PR #119, opened 2021-11-10
Fix validation of toggling batch ensembling

ashwinath:
Issue:
Setting `BatchEnsemblingConfig.Enabled = false` prevents the application from starting up because it will fail the validation. Also, when we disable batch ensembling, there will some nil pointer errors if we try to instantiate EnsemblingJobService, to prevent this, we disable the endpoints for batch ensembling if we disable batch ensembling altogether.

There is one issue with the validator and I have put it as a comment in the code.

Changes made:
1. Updated the validator to use the `required_if` tag.
2. Disable batch ensembling endpoints when the feature is turned off via the config.


api/turing/config/config.go
```diff
@@ -94,10 +94,14 @@ func (c *Config) Validate() error {
...
-	Enabled             bool                `validate:"required"`
-	JobConfig           JobConfig           `validate:"required"`
-	RunnerConfig        RunnerConfig        `validate:"required"`
-	ImageBuildingConfig ImageBuildingConfig `validate:"required"`
+	Enabled bool
+	// For JobConfig, RunnerConfig and ImageBuildingConfig, it is too difficult to enable custom logic
+	// where if it is enabled but all 3 are blank, then throw an error.
+	// This seems like the best effort for validating if enabled is set to false.
+	// Best case is to just detect if the user tried to fill in but filled some components wrongly.
+	JobConfig           *JobConfig           `validate:"omitempty,required_if=Enabled false"`
```
krithika369, line 102: Shouldn't these be `validate:"required,required_if=Enabled true"`, i.e., each of these 3 values are required if `BatchEnsemblingConfig.Enabled=true` ? 

`validate:"omitempty,required_if=Enabled false"` does nothing (i.e., any value is acceptable when `Enabled=true` and empty value will be ignored when `Enabled=false`).

> ... where if it is enabled but all 3 are blank, then throw an error

Not sure I follow the intention. Does this mean it is ok for one or more of the 3 values to be empty but not all 3? I'd assume that if the batch ensembling is enabled, then all 3 should be provided (or that each config is considered optional independently because they have some system defaults). I don't get the part about "all 3 are blank".

api/turing/api/appcontext.go
```diff
@@ -83,26 +83,27 @@ func NewAppContext(
...
 	// Initialise Batch components
 	// Since there is only the default environment, we will not create multiple batch runners.
 	var batchJobRunners []batchrunner.BatchJobRunner
 
+	var ensemblingJobService service.EnsemblingJobService
 	if cfg.BatchEnsemblingConfig.Enabled {
+		// Initialise Ensembling Job Service
+		ensemblingJobService = service.NewEnsemblingJobService(
+			db,
+			cfg.BatchEnsemblingConfig.JobConfig.DefaultEnvironment,
```
krithika369, line 95: The way the validator is written now and with the usage of pointers, `JobConfig` could be `nil` when Enabled=true.

ashwinath: Ok I added some checks for JobConfig, RunnerConfig and ImageBuildingConfig

api/turing/config/config.go
ashwinath: > Shouldn't these be validate:"required,required_if=Enabled true", i.e., each of these 3 values are required if BatchEnsemblingConfig.Enabled=true ?

Unfortunately this doesn't work, seems like a limitation of the library. So what I want is:
Enabled: true then validate JobConfig + RunnerConfig + ImageBuildingConfig
Enabled: false then don't need to validate JobConfig + RunnerConfig + ImageBuildingConfig, because you shoudn't need to set anything if you disabled the feature.

Why I put omitempty is because if let's say the user did intend to fill up JobConfig, RunnerConfig and ImageBuildingConfig but did it partially, it would throw an validation error.

So on this way of setting things, the logic doesnt work as intended in the following scenarios:
```go
c := &BatchEnsemblingConfig {
  // Case 1: batch ensembling disabled but user tried to fill the settings for batch ensembling
  Enabled: false,
  // 1/2 out of 3 of the following are wrong,
  JobConfig: &JobConfig{/* with/without correct settings */},
  RunnerConfig: &RunnerConfig{/* with/without correct settings */},
  ImageBuildingConfig: &ImageBuildingConfig{/* with/without correct settings */},
}

// Case 2: batch ensembling enabled but user tried to fill the settings for batch ensembling (1/2/3 out of 3 of the permutations are wrongly filled in)
// This case will be checked by the playground/validator
c := &BatchEnsemblingConfig {
  Enabled: true,
  // 1/2 out of 3 of the following are wrong
  JobConfig: &JobConfig{/* with/without correct settings */},
  RunnerConfig: &RunnerConfig{/* with/without correct settings */},
  ImageBuildingConfig: &ImageBuildingConfig{/* with/without correct settings */},
}

c := &BatchEnsemblingConfig {
  // Case 3: batch ensembling enabled but user left all configuration nil
  // This case will be checked by the nil pointer checked with this comment: https://github.com/gojek/turing/pull/119#discussion_r747952017
  Enabled: true,
  JobConfig: nil,
  RunnerConfig: nil,
  ImageBuildingConfig: nil,
}
```

Anyway I'll be removing the comments as I think they are confusing.

ashwinath: wait, i just realised required_if=Enabled true and not false. let me try again.

krithika369: I see.. What about: validate:"-,required_if=Enabled false"

https://pkg.go.dev/github.com/go-playground/validator/v10#hdr-Skip_Field

api/turing/config/config.go
```diff
@@ -94,10 +94,15 @@ func (c *Config) Validate() error {
 
 // BatchEnsemblingConfig captures the config related to the running of batch runners
 type BatchEnsemblingConfig struct {
-	Enabled             bool                `validate:"required"`
-	JobConfig           JobConfig           `validate:"required"`
-	RunnerConfig        RunnerConfig        `validate:"required"`
-	ImageBuildingConfig ImageBuildingConfig `validate:"required"`
+	// Due to the limitations of the go-playground/validator,
```
krithika369, line 97: Picking up from [this](https://github.com/gojek/turing/pull/119#discussion_r747988031) comment, I think that all 3 validate tags can be changed to `validate:"required_if=Enabled true"`. As you've highlighted, `Enabled=false` will still evaluate any configs that are set and I believe the `StructFiltered` should be the way around it.

I feel it's not critical to fix, so if it will take some time to address, we could add a TODO here to summarize the plan for the fix and move on for now.

api/turing/config/config.go
ashwinath: I tried using the method the base_manager used, it doesn't seem to work as intended as well. It works the same way as `validate:"required_if=Enabled true"`.

```go
func (c *Config) Validate() error {
	validate, err := newConfigValidator()
	if err != nil {
		return err
	}
	// Check general flow first
	if err := validate.Struct(c); err != nil {
		fmt.Println("here") // Here it hits when Enabled=false, but other settings filled halfway
		return err
	}

	// Extra rules go here
	return c.validateBatchEnsemblingConfig(validate)
}

func (c *Config) validateBatchEnsemblingConfig(validate *validator.Validate) error {
	if !c.BatchEnsemblingConfig.Enabled {
		return nil
	}

	return validate.StructFiltered(c.BatchEnsemblingConfig, func(ns []byte) bool {
		// Determine the fields for validation
		validateFields := []string{
			"BatchEnsemblingConfig.JobConfig",
			"BatchEnsemblingConfig.RunnerConfig",
			"BatchEnsemblingConfig.ImageBuildingConfig",
		}
		// If the field's fully qualified name starts with the name of any of the chosen fields,
		// do not filter it from validation (return false will pick up the field for validation).
		for _, field := range validateFields {
			if strings.HasPrefix(string(ns), field) {
				return false
			}
		}
		return true
	})
}
```

This works the same as 
```go
type BatchEnsemblingConfig struct {
	Enabled             bool
	JobConfig           *JobConfig           `validate:"required_if=Enabled True"`
	RunnerConfig        *RunnerConfig        `validate:"required_if=Enabled True"`
	ImageBuildingConfig *ImageBuildingConfig `validate:"required_if=Enabled True"`
}
```

Going further beyond means removing all struct tags and writing our own custom validation, which I'm not sure if it's worth pursuing.

But a slight improvement with this correct required_if tag is that it guarantees that JobConfig, RunnerConfig and ImageBuildingConfig to not be nil when Enabled is true, so actually the nil check is not required anymore. Nonetheless I'll leave the nil check in place.

api/turing/config/config.go
ashwinath: Oh ya i changed this already.

api/turing/config/config.go
krithika369: Curious: In [this comment](https://github.com/gojek/turing/pull/119#discussion_r748048389):

>I tried using the method the base_manager used, it doesn't seem to work as intended as well. It works the same way as validate:"required_if=Enabled true"

Did you have your BatchEnsemblingConfig set to:
```
type BatchEnsemblingConfig struct {
	Enabled             bool
	JobConfig           *JobConfig           `validate:"-"`
	RunnerConfig        *RunnerConfig        `validate:"-"`
	ImageBuildingConfig *ImageBuildingConfig `validate:"-"`
...
}
```

The "-" asks the validator to skip validation on the nested struct which seems to happen by default.

ashwinath: I just tried this, the behaviour is also unintended. It will not try to validate if enabled is set to True.

ashwinath: I think the current state has the best behaviour for now (being the safest). The only unintended behaviour as of this state is enabled = false + other configs (JobConfig, RunnerConfig, ImageBuildingConfig) partially set. Which I think is acceptable because it won't be used if Enabled is false anyway but it forces the user to either fix it or remove them.

What is important is that Enabled = true and all 3 configs (JobConfig, RunnerConfig, ImageBuildingConfig) are set.

krithika369: I see. Okay.. Probably not very useful spending more time on this to tweak it. The current behavior sounds reasonable.

krithika369 (approved):
LGTM

api/turing/config/config.go
ashwinath: Yah I wrote in the test cases, so its pretty fast to run the configuration you asked. 😄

▶ _TASK TO COMPLETE_
Look over the entries above. Copy every line that contains the word "following".

▶ _RESPONSE_
So on this way of setting things, the logic doesnt work as intended in the following scenarios:
  // 1/2 out of 3 of the following are wrong,
  // 1/2 out of 3 of the following are wrong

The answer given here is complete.